Also, aktueller Stand, es gibt eigentlich nur die günstige Möglichkeit mit der Magicool, oder halt teuer. Wobei ich sagen muss, man findet viele HPPS und Aquastream XT um die 40€ gebraucht, das wäre auch machbar. Dazu gleich noch ein Wort.

Was die Phobya UC 2 angeht, die werden auch "permanent" am Board verschraubt, dann setzt man den Kühler drauf und kann mit so gerändelten Muttern das ganz bequem von oben anziehen. Ich glaube du meinst die Alphacool "Lösung" und die ist wahrlich schrott. Tut mir leid, muss man so sagen. Das ist schon ein riesen gefummel beim Eisbär das drauf zu setzen und am besten muss einer hinten gegenhalten. Mit der Phobya Lösung kann ich problemlos leben. 

Nochmal zu den Pumpen: Ich hab mich jetzt gezielter informiert. Die Phobya fällt dann einfach raus weil die zu sehr vibrieren und dann doch nicht die leisesten sind. Die Magicool ist da preislich auch extrem gut aufgestellt und ich günstig Sektor würde ich dann diese wählen. Gibt ja schon einige Erfahrungen und leider leckt das Gehäuse der Pumpe gerne mal. Ebenso ist der Sata Anschluss suboptimal und die Pumpe nicht regelbar, was aber kein Problem darstellt wenn sie bei 12V Ruhe hält. Das hinterlässt halt einen faden beigeschmack, man will ja nicht jeden Tag schauen obs undicht geworden ist... Der Behälter soll sich auch mit der Zeit trüben und nicht so 100% toll sein.  Ebenso hab ich was zu den Dichtungen gelesen, die soll man dann wohl besser tauschen? 

Dann hab ich mir (gebraucht preislich ähnlich) die Aquastream XT angeschaut und die Pumpe ist wohl für "alte Verhältnisse" recht leise, aber viele Schreiben auch, dass sie durchaus unangenehme Geräusche verursacht die hörbar sind, auch gedrosselt oder eben erst dann.  Zudem soll die Pumpe stark vibrieren und sind wir mal ehrlich, das ist ein ziemlicher Klotz der nicht gerade hübsch ist. Da wüsste ich jetzt spontan nicht direkt wo ich die verstecke. Damit fällt diese eigentlich auch schon raus, trotz der top Eheim Qualität und Haltbarkeit. 

Mein Case hat ein Seitenfenster, da würde es sich schon anbieten den Behälter sichtbar an die Seitenwand zu packen, wozu hat man schon sowas  

Vielleicht wirds einfach die Magicool? Preislich bleibt man da in einem Top Rahmen.

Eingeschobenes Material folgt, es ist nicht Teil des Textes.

PR #4459, opened 2025-02-21
fix issue with app crashing on long press of chat messages

patosullivan:
fixes tlon-3712

We just needed to add `expo-blur` to the package.json for the `app` package.


arthyn (approved):
lgtm

PR #4463, opened 2025-02-24
Better Groups v1 

mikolajpp:
This PR introduces several important improvements to %groups.

1. We transition to lib-negotiate, removing the old epic-based system.
2. Group metadata is preserved across invitation, group entry boundary
3. We maintain and expose set of active channels that we are subscribed to as part of the group state.
4. We expose group members count both in the group and in the group preview.


Fang- (commented):
As discussed synchronously. Some comments, stuff to pay attention to, etc. glhf!

desk/sur/groups.hoon
```diff
@@ -17,6 +12,8 @@
 +$  nest  (pair term flag)
 ::
 ::  $sect: ID for cabal, similar to a role
+::TODO rename sect -> role. It seems role is not in
```
arthyn, line 15: 🙏

desk/sur/groups.hoon
```diff
@@ -138,19 +136,29 @@
...
       secret=?
       meta=data:meta
       =flagged-content
   ==
-::
-+$  group-ui  [group saga=(unit saga:e)]
++$  group-ui  [group init=? count=@ud]
 ::  $cabal: metadata representing a $sect or role
 ::
+::TODO rename cabal -> role-meta?
```
arthyn, line 149: perhaps cabal -> role and sect -> role-id

arthyn (commented):
still working through agent changes but everything else looks good so far

desk/sur/groups.hoon
mikolajpp: Good suggestion! Do note that I haven't planned to do these name changes just yet. I will soon do another round on the %groups, this time to survey everything that's in the agent and document endpoints. Name changes could be done at that time.

desk/app/groups.hoon
```diff
@@ -631,35 +769,99 @@
...
+++  to-group-ui-2
   |=  [=net:g =group:g]
-  ^-  group-ui:g
-  :-  group
+  ^-  group-ui:v2:g
+  :-  (to-group-2 group)
   ?+  -.net  ~
-      %sub  `saga.net
+      ::XX make sure this plays well with
+      ::   the frontend
```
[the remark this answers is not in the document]
mikolajpp: I have filled this in, using information from lib-negotiate obtained by scrying. If we match, we give out a saga `%chi`; if we mismatch we default to `%lev`. Otherwise we leave saga null.

desk/app/groups.hoon
```diff
@@ -506,32 +584,58 @@
       meta             meta.gr
       flagged-content  ~
     ==
+  --
+::
+++  inflate-io
+  ^+  cor
+  ::XX initiate:neg is not needed here, since subscribing
+  ::   starts version negotiation. same argument applies
+  ::   to group subscriptions below
```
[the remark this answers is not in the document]
mikolajpp: After reviewing the pokes, there does not seem to be a way to handle poke errors differently than crashing, and, possibly logging the failures. A retry queue for pokes does not seem like a good idea. It is less surprising to fail now, than to store up actions to be executed at some unknown point in the future. 

The best we can do currently is to have the client refuse to perform operations on connections that have not been negotiated, if it does not do so already. Perhaps @latter-bolden can shed some light here.

An altogether different approach would be to introduce the action-response model, that I have seen discussed somewhere, and report action errors through that channel, but that would be a separate project.

desk/app/groups.hoon
```diff
@@ -387,6 +387,8 @@
     ::  force leave
     (emit [%pass wire %agent dock %leave ~])
   ::
+  =.  cor
+    (emit [%pass /load %arvo %b %wait now.bowl])
```
Fang-, line 391: Consider a slightly more specific wire, like `/load/active-channels`. We may need to defer from `+on-load` for other things in the future, we'll want to disambiguate them.

And, shouldn't this be conditional on the 4-to-5 migration? ie `=?  cor  ?=(%4 -.old)` and putting this in between the relevant state transforms above.

desk/app/groups.hoon
```diff
@@ -846,23 +834,26 @@
...
+  |=  [=flag:g =net:g =group:g]
   ^-  group-ui:v2:g
   :-  (to-group-2 group)
-  ?+  -.net  ~
-      ::XX make sure this plays well with
-      ::   the frontend
-      %sub  ~
+  ?.  ?=(%sub -.net)  ~
+  =/  =status:neg
+    (read-status:neg bowl [p.flag %groups])
```
Fang-, line 842: Note that `+read-status:neg` also does a `.^`... which I think will still crash on you (even though you're scrying into yourself) in scenarios where in the previous event, this agent was suspended, and now it's being brought back online again and runs this migration. (The scry goes into gall, who is trying to make the agent live, but hasn't committed the live agent into its own/arvo's state yet.)

So for filling this in, too, you'll want to defer to the next event.

Fang- (commented):
Some `.^`-during-load shenanigans remain.

desk/app/groups.hoon
mikolajpp: The scries here should be good, since these gates are not used during `+on-load`.

desk/app/groups.hoon
mikolajpp: Done.

desk/app/groups.hoon
Fang-: You're right, my bad.

desk/app/groups.hoon
Fang-: With your changes, it still sends the `%wait` unconditionally on every `+on-load` call, instead of only when we migrate from 4 to 5.

Fang- (approved):
Changes look good, thank you!

arthyn (approved):
lgtm

mikolajpp:
Closes TLON-3701, TLON-3563, TLON-3562, TLON-3565

mikolajpp:
Closes TLON-3701, TLON-3563, TLON-3562, TLON-3565

PR #4464, opened 2025-02-24
channels: don't strictly need to initiate:negotiate

Fang-:
As of 34014ad the library will let pokes through (without crashing) even if the target's version is unknown. We previously had to explicitly +initiate:negotiate to make sure that pokes wouldn't crash, but that is no longer necessary.


arthyn (approved):
lgtm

Worüber ich mich noch garnicht großartig informiert habe sind die Laing DDC und wie sie alle heißen. Die D5 bzw vpp655 ist top! Aber die bekommt man auch gebraucht nicht unter 60€ und die ist dann noch nackt...


----------



## razzor1984 (26. Januar 2018)

*AW: Wasserkühlung erweitern/umbauen, Custom Empfehlungen*

Wenn deine Wakue installiert ist, dann reicht dir ein DF >30 l/h aus.
Ich hab einen recht verwinkelten und großen Kreislauf in meinem Hauptpc und dort ist die XT auf fixen 60hz eingestellt, welches einen DF von ~ 53 l/h ergibt.
Die Problematik der Xt liegt eher daran, dass diese eine Eigenfrequenz erzeugen kann, nur dies ist je nach Modell/Drehzahl recht unterschiedlich. Das heißt, dass du ein Brummen/Schwingen zb bei 55Hz haben kannst, welches sehr laut ist und du bei 65 Hz jedoch keine Nebengeräusch hast und dann quasi fast lautlos bist.Da man die Xt sehr gut regeln kann ist, das alles nur eine Einstellungssache in der Aquasuite(Software mit der man die Pumpe steuern kann)
An der Größe kann man nix ändern – kommt halt aus der Aquaristik 

Die mit Abstand am bewährtesten Pumpen in der Wakuewelt, sind die Eheim (modifiziert von Aquacomputer - Aquastream XT) oder die Laining D5 + Unterarten(Zb DDC310 kleiner kompacter und kann bisschen heißer werden deswegen die Kühlfinnen am Rücken von manchen modellen)
Man Darf halt nicht vergessen, dass eine XT auch weitaus mehr kann, in der neuen Ausführung kann diese Lüfter regeln, bis 12Watt(Gesamtlast am Ausgang) und auch zahlreiche Sensoren wie DF und Temperatursensoren können eingebunden werden.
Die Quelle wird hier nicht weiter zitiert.